Note - for a truly massive organization such as the umbrella corporation that controls all worldwide branches of CNN, additional load-balancing via Mongodb Shards, Redis Clusters (with Cluster-mode enabled), and additional Elasticsearch Shards might be required, but I doubt it.
Posts: 1,526Member, Administrator, Sourcefabric Team
Hi James,
thanks for your work!
The main reason why we don't define any architecture (network map) is that each full stack superdesk installation has its own requirements and it's mostly outside superdesk software. There are tens different possible architectures for redis, mongodb. elasticseach, nginx etc. Superdesk itself can be scaled as any other classic python/celery based application. We don't want to limit any possible architecture - it's only up to you!
Btw, Superdesk doesn't use Redis. It's necessary only for Celery and it means Redis can be replaced by RabbitMQ or Amazon SQS
Post edited by Andrey Podshivalov at 2017-08-24 05:33:14
Good tip about Redis, I'll change my diagrams accordingly. (And I'll add an SMTP server, since I forgot about e-mails.)
You make a very good point about the flexibility of all this architecture. For these diagrams I chose a random number of Elasticsearch shards and replicas, MongoDB nodes, Web Servers, geographic locations, etc, merely to show that a business would probably have greater than 1 of most things, to support failover in case of problem. I should have included a large note stating that whether a company runs Elasticsearch, Redis (or similar), or MongoDB on separate servers depends entirely on each company's individual use case.
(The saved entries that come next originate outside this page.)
PR #39, opened 2019-02-07
[11.0] ddmrp_history: improve charts.

LoisRForgeFlow:
It can be misleading sometimes, and the execution chart is only meant to focus in the on-hand position.

cc @jbeficent @hveficent

### DIFF
--- a/ddmrp_history/models/stock_warehouse_orderpoint.py
+++ b/ddmrp_history/models/stock_warehouse_orderpoint.py
@@ -1,4 +1,4 @@
-# Copyright 2017 Eficent Business and IT Consulting Services S.L.
+# Copyright 2017-19 Eficent Business and IT Consulting Services S.L.
 #   (http://www.eficent.com)
 # License AGPL-3.0 or later (https://www.gnu.org/licenses/agpl.html).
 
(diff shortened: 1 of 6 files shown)


ddmrp_history/models/stock_warehouse_orderpoint.py
```diff
@@ -218,21 +230,23 @@ def stacked(df, categories):
             p = figure(
                 x_range=(dates[0], dates[-1]), y_range=(start_stack, top_y),
                 x_axis_type='datetime')
+            p.sizing_mode = 'stretch_both'
+            p.toolbar.logo = None
 
             p.grid.minor_grid_line_color = '#eeeeee'
             p.patches([x2] * len(areas), [areas[cat] for cat in categories],
                       color=EXECUTION_COLORS, alpha=0.8, line_color=None)
+            date_format = self._get_lang_date_format()
```
carlosdauden: You can remove _get_lang_date_format and use this:
```suggestion
            date_format = self.env['res.lang']._lang_get(self.env.lang).date_format
```
Or self.env.user.lang

carlosdauden (approved):

ddmrp_history/models/stock_warehouse_orderpoint.py
LoisRForgeFlow: Thanks!

AdriaGForgeFlow (approved):
Code review and functional test. LGTM :+1:

PR #40, opened 2019-02-21
[11.0][IMP] ddmrp: improve charts.

LoisRForgeFlow:
Add supply and demand charts.

### DIFF
--- a/ddmrp/models/stock_warehouse_orderpoint.py
+++ b/ddmrp/models/stock_warehouse_orderpoint.py
@@ -4,6 +4,7 @@
 # License AGPL-3.0 or later (https://www.gnu.org/licenses/agpl.html).
 
 import logging
+from math import pi
 
 from odoo import api, fields, models, _
 from datetime import datetime, timedelta
@@ -16,6 +17,7 @@ try:
     from bokeh.plotting import figure
     from bokeh.embed import components
     from bokeh.models import Legend, ColumnDataSource, LabelSet
+    from bokeh.models import HoverTool, DatetimeTickFormatter
 except (ImportError, IOError) as err:
     _logger.debug(err)
 
@@ -187,6 +189,7 @@ class StockWarehouseOrderpoint(models.Model):
             p = figure(plot_width=300, plot_height=400,
                        y_axis_label='Quantity')
             p.xaxis.visible = False
+            p.toolbar.logo = None
             red = p.vbar(x=1, bottom=0, top=rec.top_of_red, width=1,
                          color='red', legend=False)
             yellow = p.vbar(x=1, bottom=rec.top_of_red, top=rec.top_of_yellow,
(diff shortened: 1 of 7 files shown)


ddmrp/models/stock_warehouse_orderpoint.py
```diff
@@ -226,6 +229,90 @@ def _compute_ddmrp_chart(self):
...
+                x_demand = list(demand_data.keys())
+                y_demand = list(demand_data.values())
+
+                p = figure(plot_width=500, plot_height=400,
+                           y_axis_label='Quantity', x_axis_type='datetime')
+                p.toolbar.logo = None
+                p.sizing_mode = 'stretch_both'
+                # TODO: # p.xaxis.label_text_font = 'helvetica'
+                p.xaxis.formatter = DatetimeTickFormatter(
+                    hours=["%d %B %Y"], days=["%d %B %Y"], months=["%d %B %Y"],
```
carlosdauden: You can do same that here:
https://github.com/OCA/ddmrp/pull/39

ddmrp/models/stock_warehouse_orderpoint.py
```diff
@@ -226,6 +229,90 @@ def _compute_ddmrp_chart(self):
...
+                       color="firebrick")
+                p.line(
+                    [datetime.today() - timedelta(days=1),
+                     datetime.today() + timedelta(days=rec.order_spike_horizon)],
+                    [rec.order_spike_threshold, rec.order_spike_threshold],
+                    line_width=2, line_dash='dashed')
+
+                unit = rec.product_uom.name
+                hover = HoverTool(
+                    tooltips=[("qty", "$y %s" % unit)],
```
carlosdauden, line 277: You can use .format:
```suggestion
                    tooltips=[("qty", "$y {}".format(unit))],
```

ddmrp/models/stock_warehouse_orderpoint.py
LoisRForgeFlow: Will do now. Thanks

ddmrp/models/stock_warehouse_orderpoint.py
LoisRForgeFlow: See [contributing guidelines](https://github.com/OCA/odoo-community.org/blob/master/website/Contribution/CONTRIBUTING.rst#33idioms):

> Prefer % over .format(), prefer %(varname) instead of positional. This is better for translation and clarity.

carlosdauden: Ok, but maybe we should change that in the guidelines:
https://docs.python.org/release/3.1.5/library/stdtypes.html#old-string-formatting-operations

@moylop260 What do you think?

carlosdauden: Sorry, We tested and using format continues to cause problems with translations.
Forget my comment.

AdriaGForgeFlow (approved):
LGTM :+1: once travis is :green_apple:

LoisRForgeFlow:
All comments attended, travis fixed and added tests to increase coverage. Merging.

Whether a company uses 1 Elasticsearch shard or 10 (for example, 5 is the default assigned by Amazon when setting up a cluster), whether they use 2 superdesk server servers or they use 5, whether they position servers in 1 geographic location or 20, all that depends on their individual needs and their expected use cases.
That being said, not everyone who comes here to test out Superdesk to see if it is a good fit for their organization will already be experts at all of the technologies that Superdesk uses to make itself so flexible. For example, I have experience with Lucene but not with Elasticsearch, and with NOSQL but not with MongoDB specifically. I meant for these network maps not to be a "follow this closely" guide, but instead to be an introduction to newcomers who are trying to understand the basic underlying options of Superdesk. I think many people who visit this site need to start out with a light introduction/overview such as this, to help them understand what they don't know. Too often we don't know what we don't know, and so we don't ask the right questions. That's what led me to have to spend 2 days researching, testing, and reading so I could draw these diagrams and be able to know what decisions I needed to make when designing my network. Without a rough overview like this, I had no idea just how scalable Superdesk really is.
Basically, any time I spend over 4 straight hours figuring something out, I try to document what I learned so that others might benefit from my time. That's all these diagrams are meant to be -- visual aids created for myself, cleaned up and shared here in the hopes they'll be able to help others to quickly understand the rough structure and scalable nature of Superdesk.
Post edited by James Brabson at 2017-08-24 15:53:03